Buyer’s Remorse – If the experience is bad enough, you may get the product back, along with a demand for a refund. Time and money – not good.
Word-of-Mouth Marketing – Unfortunately, this isn’t the kind of marketing you want for your company or its products. These words will be loud and passionate. And in the internet marketplace, these words carry the extra poison of being public.
Competitors are always looking out for chinks in the armor. If you fail to protect your position through exceptional customer service, your customers begin to think, “what have I got to lose by switching?”
Great companies realize that customer expectations must be met continually. Just like stock performance, no one cares what your past results were. In retaining customers we acquire them again and again. While acquisition is a one-time activity, retention is acquisition done perpetually.
Perpetual acquisition is possible through great service. And great service is much easier with great products. When it comes to product development, there are two types of companies. Those that develop with the intention to sell once (and move on) and those that develop to sell many times and retain for a long time. Simplified, the latter are those that design with customer satisfaction in mind as a goal. Those companies outpace and outlast those that consider satisfaction a necessary evil.
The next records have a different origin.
PR #326, opened 2019-01-03
Updates to make tests pass for funcgen

mn1:
### Description
Updated tests, because the json responses have changed a bit.

### Changelog

This pull request does not change any endpoint. It is an update for two tests, because the json for motif features and binding matrices has changed.

The json representing a 
  - binding matrix now has a "max_position_sum" key instead of the "max_element" key and
  - a motif feature now has a transcription_factor_complex key.


nerdstrike:
Why does it appear that there is an extra column for one row, but not the previous? Otherwise I'm broadly in favour.

mn1:
Thanks, good catch Kieron!

I've removed this now.

magaliruffier:
I disagree that there are no changes to existing endpoints.
The test cases are meant to represent the output for a given endpoint. If you change the test case, that means that the same endpoint will now have a different json structure, which we need to communicate to our users.
Please add some lines for the change log

mn1:
Ok, probably best, if Ilias puts this in.

nerdstrike:
FYI you've got a few of these:
Use of uninitialized value $unit in string eq at /home/travis/build/Ensembl/ensembl-rest/lib/EnsEMBL/REST/Model/Regulatory.pm line 275.
Use of uninitialized value $unit in string eq at /home/travis/build/Ensembl/ensembl-rest/lib/EnsEMBL/REST/Model/Regulatory.pm line 280.
Use of uninitialized value $unit in string eq at /home/travis/build/Ensembl/ensembl-rest/lib/EnsEMBL/REST/Model/Regulatory.pm line 285.

I can't tell if they're intentional or not. It suggests you're doing something quirky.

ilavidas:
Just to confirm that I'm looking into it

ilavidas:
I have a fix for the uninitialised warnings but I do not have permissions to push it to this repo. Which of the following options do you prefer?
a) You approve this PR and I create a new one that will only address the uninitialised warnings issue.
b) You close this PR and I create a new one that will address all issues.

nerdstrike:
@ilavidas Please provide your patch at the first convenience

For these companies the experience is the opposite!
Customers Stay – With good service customers may even forgive bad products.
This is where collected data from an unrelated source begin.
PR #328, opened 2019-01-03
Variant Recoder updated to accept SPDI format

dglemos:
Update Variant Recoder REST to accept SPDI format as input and output.


magaliruffier:
Please fill in the PR template.
If the output of any endpoint is changed, you will also need some documentation for the changelog, so we can inform our users of any changes that affect them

Buyer Loyalty – If the experience is bad enough, you may get the product back, along with a demand for a refund. Time and money – not good.
Word-of-Mouth Marketing – Happily this exposure is exactly what you want for your company. Hopefully these words will be loud and passionate. Now you stand to benefit from widely available praise for your commitment to excellence in all you do. Now, instead of worrying about bad first impressions, you’ll benefit from customers recruiting new customers for you!
The pivot point of retention is that it keeps customers you worked hard to acquire and it creates momentum so existing customers sell new customers for you. Sure, retention costs money, but not as much as new sales!
June 9, 2009
One of our cultural short-comings regarding customer care is that it is treated as a cost and not a benefit. (I say cultural because in simpler and smaller markets it’s quite clear to business owners that they need long-term relationships with their customers.) Short-term gains come from increasing revenues and decreasing costs. So this approach means that to realize gains, a company should reduce customer care. And this thinking, while short-sighted, is actually true… to a degree. At the extreme, one could eliminate all customer care and this would boost profitability. But unless you sell a perfect product that meets each of your consumers needs perfectly, your gains will be short-lived. Why? Because we want customers to remain customers for a long time.
Two Cases
1) In one case, products are transactional in nature. (i.e. Customers are likely to buy only one.)
2) In another case, customers start by buying one product, but then increase their consumption (either of more of the same product or they cross product lines and buy something different).
In both cases, companies must provide service (even if it means a hit on short-term profitability) so that the customer experience is good enough to create the possibility of future sales. In the first case this comes through word-of-mouth marketing (which incidentally, isn’t free) and in the second case comes through a level of satisfaction or trust in the first product.
The pivot point is that customer service is not optional. Whether you sell once to many customers, or many times to one customer, service is required. Companies that invest in service to differentiate themselves and create a strategic advantage reap the rewards long after their short-sighted competitors fade from view.